Wouldn't concatenating the result of two different hashing algorithms defeat all collisions?

Question

Let's say I have three messages: A B C

And I run each of these through two different Hashing algorithms: MD5 and SHA1 for this example

MD5(A) = X
MD5(B) = Y
MD5(C) = Y
SHA1(A) = N
SHA1(B) = N
SHA1(C) = M

Notice the MD5 hash of B and C collide. And the SHA hash of A and B collide.

If I simply concatenate the digests, however, the results would be unique:

Combined Digest of A:  XN
Combined Digest of B:  YN
Combined Digest of C:  YM

The underlying principle would be that whatever pair of messages could be found or constructed to form a collision with one hashing algorithm, wouldn't also form a collision with another hashing algorithm.

The combined digest length (for MD5/SHA1) would be 288 bits (128+160) -- but unless I'm missing something, this would be significantly more secure than a single hashing algorithm with a 288-bit digest.

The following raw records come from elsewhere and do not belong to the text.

PR #7923, opened 2015-04-11
Tweaks to npm test-all

watilde:
Updates:
- Sync timeout time of test-all to test and tap in scripts.
- Use an alias of `scripts` and `run-scripts` in `test-all`.

Thanks.

### DIFF
--- a/package.json
+++ b/package.json
@@ -184,7 +184,7 @@
     "test-legacy": "node ./test/run.js",
     "test": "tap --timeout 240 test/tap/*.js",
     "tap": "tap --timeout 240 test/tap/*.js",
-    "test-all": "node ./test/run.js && tap --timeout 240 test/tap/*.js",
+    "test-all": "npm run test-legacy && npm test",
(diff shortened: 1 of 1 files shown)


othiym23:
Perfect! I don't know why we didn't think to do this ourselves sooner, since most of my personal projects use recursive npm scripts like this. Thank you!

watilde:
Thank always!

Well, I thought when I made this PR, `npm run tap` and `npm test` looks the same. Has npm run tap used somewhere...?

othiym23:
I don't know, which is the same as saying we can't take it out, because maybe somebody's CI relies on that task and that's not a good reason to break it. I thought about having one of `npm test` and `npm run tap` call the other, but I decided that was just too much. The problem with npm recursively invoking npm is that it makes it much more difficult for people running on hardware-constrained environments (like Beaglebone Blacks and Raspberry Pis) to set up CI hosts, because they're memory constrained.

Anyway, it's a good question, and keep asking them!

PR #7924, opened 2015-04-11
remove child-process-close

robertkowalski:
we don't support node 0.6 any more


othiym23:
I combined the two commits into one (since they're basically doing the same thing), rebased, and landed this as d90d0b992acbf62fd5d68debf9d1dbd6cfa20804. This is a good bit of cruft to remove – at some point we may even want to add check to npm to prevent it from starting when run under unsupported Node versions. It's a tiny bit user-hostile for people who are running on embedded platforms (or otherwise stuck on old versions), but they're probably better off using the version of npm that came with their platform, with all its limitations than trying to use a tool that has many parts that aren't suited for it. Thanks for putting this together, Robert!

Issue #5999, opened 2014-08-20
exitcode != 0 on outdated dependencies (npm outdated)


seriousManual:
this a proposal for a non zero exit value for `npm outdated`.

if dependencies are found that don't match the specification from the package.json, either if they are wrong (red) or outdated (yellow) the command should return a value that is not zero.

this feature could be utilized to invalidate a build if dependencies are not up to date any more.

by default the return value should be zero, via a cli parameter the level should be configurable. e.g. return non zero if there are errors (red) or non zero if there are warnings.

if this proposal finds acceptance i'll be happy to devise a pull request.

othiym23:
This has been moved to the [npm roadmap](https://github.com/npm/npm/wiki/Roadmap), which we're using instead of the confusing `next-*` labels now.

othiym23:
As @isaacs said, this is a breaking change. In addition, this isn’t a change the CLI team is going to have the resources to make itself. As such, I’m going to close this feature request, but the CLI team will be happy to ship a community-contributed patch with this behavior in the next major version of npm after the patch is landed. Thanks for your time, and patience!

watilde:
@othiym23 Can we keep opening this issue like the others breaking-change issues that are added `4.x` milestone?
+ https://github.com/npm/npm/issues?q=is%3Aopen+is%3Aissue+milestone%3A4.x

I'm curious very much about adding this feature into npm officially because I've created [a module](https://github.com/watilde/freshness) to do this before so I'd like to try building this patch if it's ok :)

iancrowther:
if you append ``` || true``` to the command then your outdated wont fail :-)

I just wanted to use this as a status

viskin:
@iancrowther `|| true` will not work on Windows.

iancrowther:
@viskin fair point that.. hmm

I'd be happy to pair up and have a stab at patching this properly.

smyrman:
> if you append || true to the command then your outdated wont fail :-)

That doesn't help to use it as a status as it would then _never_ return non-zero. It _should_ return non-zero when there is something to do...

PR #14013, opened 2016-09-19
outdated: exitcode != 0 on outdated dependencies

watilde:
Fixes: #5999.

This update is a breaking change requested a long time ago. When outdated dependencies exist in a project, the command displays a helpful error message and then finish the action with `exit 1`. To ignore the error and keep the previous behavior, it's possible via passing `--silent` option.

### DIFF
--- a/lib/outdated.js
+++ b/lib/outdated.js
@@ -111,7 +111,12 @@ function outdated (args, silent, cb) {
         }
         output(table(outTable, tableOpts))
       }
-      cb(null, list.map(function (item) { return [item[0].parent.path].concat(item.slice(1, 7)) }))
+      var msg = [
+        'The outdated dependencies were found. Please make sure',
+        'the versions in node_module, or look over package.json',
+        'to use the most suitable semver range.'
+      ].join('\n')
+      cb(msg, list.map(function (item) { return [item[0].parent.path].concat(item.slice(1, 7)) }))
     })
   }))
 }
--- a/test/tap/outdated-color.js
+++ b/test/tap/outdated-color.js
@@ -56,8 +56,8 @@ test('does not use ansi styling', function (t) {
       ],
     EXEC_OPTS,
     function (err, code, stdout) {
-      t.ifError(err)
-      t.notOk(code, 'npm outdated exited with code 0')
+      t.ifError(err, 'npm outdated ran with a error message')
+      t.is(code, 1, 'npm outdated exited with code 1')
       t.ok(stdout, stdout.length)
       t.ok(!hasControlCodes(stdout))
       s.close()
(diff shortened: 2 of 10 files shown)


iarna (approved):
For the record: this all looks good. We'll be including it in npm@4.

lib/outdated.js
```diff
@@ -111,7 +111,12 @@ function outdated (args, silent, cb) {
         }
         output(table(outTable, tableOpts))
       }
-      cb(null, list.map(function (item) { return [item[0].parent.path].concat(item.slice(1, 7)) }))
+      var msg = [
+        'The outdated dependencies were found. Please make sure',
+        'the versions in node_module, or look over package.json',
+        'to use the most suitable semver range.'
+      ].join('\n')
+      cb(msg, list.map(function (item) { return [item[0].parent.path].concat(item.slice(1, 7)) }))
```
mhart: Quick question – should the first arg here be an Error instead of a String? (not sure about npm's style preference – but most Node.js projects typically use Errors so that stack information is retained, among other things)

iarna: This isn't an internal error, this is a callback to provide user visible output.

Errors from commands (like this one) are processed via `lib/utils/error-handler.js`, which, if the error argument is a string, prints it to the user using `log.error` and exits with a non-zero exit code.

By contrast, if we called back with an error object (which we often do), then its output message is determined via `lib/utils/error-message.js` and it's logged along with a bunch of other diagnostic information.

This is actually the only way currently to trigger a non-zero exit code without printing all sorts of diagnostic information on folks screens.

If I were to design this, I'd have an error class to use for this kind of scenario and always pass through objects. But IMO that kind of rewrite (while positive) is out of scope for this PR and so I wouldn't ask someone contributing a change like this one to make that kind of rewrite.

zkat:
This was merged into `release-next`!

We had some discussion at the last minute about the UX for this and I ended up making some quick patches on top of what you did in a separate PR, btw. If we'd had more time pre-npm@4 we would've done it in review though. ^_^;;

This is really great, though, @watilde! Thank you as always for the excellent work <3

fearphage:
FYI, I don't see tests for `--silent` nor can I get it to work as expected.

```
➜  unity git:(starting-point) ✗ node --version
v7.7.1
➜  unity git:(starting-point) ✗ npm --version
4.1.2
➜  unity git:(starting-point) ✗ npm outdated > /dev/null; echo $?
1
➜  unity git:(starting-point) ✗ npm outdated --silent > /dev/null; echo $?
1
➜  unity git:(starting-point) ✗ npm --slient outdated > /dev/null; echo $?       
1
➜  unity git:(starting-point) ✗ npm --slient outdated --silent > /dev/null; echo $?
1
```

Am I missing something?

PR #14032, opened 2016-09-21
Fixes #13973 #14030

### LINKED ISSUE #13973: "npm show <package>@<unpublished-version>" prints "undefined"

  - [ ] npm is crashing.

Sorry if this has already been reported. I spent several minutes trying to find a filed ticket, and couldn't. 

#### What's going wrong?

We automatically publish some internal npm packages via a CI build. That build checks if the package has previously been published via `npm show package@<expected version>`. In npm2, that returned an empty string, in npm3 it returns the string "undefined":

Example:

```
$ npm show react-server@12345
undefined
$ npm show --json react-server@12345
undefined
```

I guess my expectation was that the output would be the same between npm2 and npm3, but it's possible that's just silly of me. :) I also couldn't find documentation of the intended behavior, so I wasn't sure whether it's really a bug.

Example: `npm show react-server@12345`

### supporting information:

 - `npm -v` prints: 3.10.3
 - `node -v` prints: v6.5.0
 - `npm config get registry` prints: has same behavior on both our internal registry and the public one
 - Windows, OS X, or Linux?: Linux, OSX
 - Network issues:
   - Geographic location where npm was run: Oregon
 - Container:

### LINKED ISSUE #14030: npm view --json <package>@<semver range> returns only one result

  - [ ] npm is crashing.

#### What's going wrong?

```
$ npm -v
3.10.3
$ npm view react-server@^0.4.6 version
react-server@0.4.6 '0.4.6'
react-server@0.4.7 '0.4.7'
$ npm view --json react-server@^0.4.6 version
"0.4.6"     # this result seems unexpected
```

I think this is similar to #13973.

npm2 returns the same thing both with and without `--json` (which is also not good):

```
$ npm -v
2.14.12
$ npm view --json react-server@^0.4.6 version
react-server@0.4.6 "0.4.6"
react-server@0.4.7 "0.4.7"
```

I'm a little unsure as to which output is to be expected. Docs for `npm view` seem to indicate you should get more than one row though:

>        If a version range is provided, then data will be printed for every matching version of the package.  This will show which version of jsdom was required by each matching version of yui3:
>
>         npm view yui3@'>0.5.4' dependencies.jsdom

See above.

### supporting information:

 - `npm -v` prints:
 - `node -v` prints:
 - Windows, OS X, or Linux?:
 - Network issues:
 - Container:

roblg:
This makes `npm show` for an unpublished version print empty string, regardless of whether `--json` is passed. As a (intentional) side effect of making it return empty string for `--json`, it fixes #14030.

Empty string for `--json` might be the wrong thing, but it's what npm2 did, and it seemed weird at first blush for `--json` to print `undefined`, since I don't think that's valid JSON. 

Approach: wrap some stuff towards the end of `printData` in a `--json` check, since it doesn't seem like it should apply if we're not printing JSON. The check for `if (!msg)` was what was ultimately causing the `undefined` to be printed, and it seems like we should be going into that branch (line 283 in the patch) if we have no `msgJson` data to begin with.

LMK if there's anything I can clean up here (or if I'm way off base). Thanks!
# 

Commits
13973: npm show w/ undefined version prints 'undefined'
14030: npm show --json w/ semver range prints single result

### DIFF
--- a/lib/view.js
+++ b/lib/view.js
@@ -273,15 +273,17 @@ function printData (data, name, cb) {
     })
   })
 
-  if (msgJson.length && Object.keys(msgJson[0]).length === 1) {
-    var k = Object.keys(msgJson[0])[0]
-    msgJson = msgJson.map(function (m) { return m[k] })
-  }
+  if (npm.config.get('json')) {
+    if (msgJson.length && Object.keys(msgJson[0]).length === 1) {
+      var k = Object.keys(msgJson[0])[0]
+      msgJson = msgJson.map(function (m) { return m[k] })
+    }
 
-  if (!msg) {
-    msg = JSON.stringify(msgJson[0], null, 2) + '\n'
-  } else if (msgJson.length > 1) {
-    msg = JSON.stringify(msgJson, null, 2) + '\n'
+    if (msgJson.length === 1) {
+      msg = JSON.stringify(msgJson[0], null, 2) + '\n'
+    } else if (msgJson.length > 1) {
+      msg = JSON.stringify(msgJson, null, 2) + '\n'
+    }
   }
 
   // preserve output symmetry by adding a whitespace-only line at the end if
--- a/test/tap/view.js
+++ b/test/tap/view.js
@@ -277,6 +277,27 @@ test('npm view <package name>@<semver range> versions', function (t) {
   })
 })
 
+test('npm view <package name>@<semver range> version --json', function (t) {
+  mr({ port: common.port, plugin: plugin }, function (er, s) {
+    common.npm([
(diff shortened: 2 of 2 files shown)


roblg:
Are the appveyor checks expected to pass? It looks like they've been failing a lot (https://ci.appveyor.com/project/npm/npm/history)

iarna:
Our AppVeyor config currently has some bugs around git paths that stop it from completing successfully (even though we can complete testing on Windows locally).

iarna (approved):
This looks great, thank you!

iarna:

PR #14045, opened 2016-09-22
test: handle the order of the cli args for windows

watilde:
Hello!

I've fixed the ci error on Appveyor. Some of the test code are depending on the order of the command line arguments in the git command, and it doesn't work on Windows since prefixes are added in `lib/utils/git.js`, like the following:

```
$ git -c core.longpaths=true clone
```

For the test cases related to bitbucket, github and gitlab, I used the same solution with [github-shortcut-package.js](https://github.com/npm/npm/blob/8fa75cd0313e3cea8459f89b79208461e54b033b/test/tap/github-shortcut-package.js#L34-L49) which doesn't depend on the order of the command line arguments. For the other case, I've added an index number into it: [git-race.js](https://github.com/watilde/npm/blob/e58b4b308f38acbbe3ed1f8e6f73e01a47308888/test/tap/git-races.js#L63-L84).

### DIFF
--- a/test/tap/bitbucket-https-url-with-creds-package.js
+++ b/test/tap/bitbucket-https-url-with-creds-package.js
@@ -34,10 +34,10 @@ test('bitbucket-https-url-with-creds-package', function (t) {
     'child_process': {
       'execFile': function (cmd, args, options, cb) {
         process.nextTick(function () {
-          if (args[0] !== 'clone') return cb(null, '', '')
+          if (args.indexOf('clone') === -1) return cb(null, '', '')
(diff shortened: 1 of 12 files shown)


watilde:
Oh I didn't check on Node.js v0.10.x in my laptop, I will check it again later.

Granted, in the example above I'm using MD5 and SHA1 which are both known to be effectively broken, but I'm hoping an answer exists that applies more conceptually to the premise than simply the choice of algorithms.

i.e., In a situation where collision resistance is critical, wouldn't the combination of SHA2-256 + SHA3-256 concatenated be more secure than a single iteration of SHA2-512, or SHA3-512?

Answer 1

No, concatenating two hashes gives you at least the collision resistance of either but in many practical cases it will give you little more.

This is especially truely for MD hash functions where we know how to convert collisions into many way multi collisions. We can make 2^64 multi way sha1 collision and expect one will collide also in MD5.

Answer 2

No, concatenating the result of two different hashing algorithms does not defeat all collisions. You've overlooked the case where $\text{MD5}(A)=\text{MD5}(B)=X$ and $\text{SHA1}(A)=\text{SHA1}(B)=N$. In English, that's when a pair of inputs collides for both hash functions.

Furthermore, assuming a hash function's output is truly uniformly distributed for any given set of inputs (this isn't actually true, but for our purposes, it's close enough to true for modern cryptographic has functions), the collision resistance of $\text{HASH}^P_\text{256-bit}(A) +\text{HASH}^Q_\text{256-bit}(A)$ is exactly equal to the collision resistance of $\text{HASH}_\text{512-bit}(A)$.

Again, assuming a uniform distribution, the chance two inputs collide for an N-bit hash is $\left(\frac{1}{2}\right)^N$, or one in two for each bit of output. Assuming the chance that a pair of inputs collides for hash $P$ is independent of the chance of collision of the pair for hash $Q$, the chance a pair collides for both is the product of the chance it collides for each hash individually. Given this, it's clear the chance of collision is identical either way, since $\left(\frac{1}{2}\right)^{256}\cdot\left(\frac{1}{2}\right)^{256}=\left(\frac{1}{2}\right)^{512}$.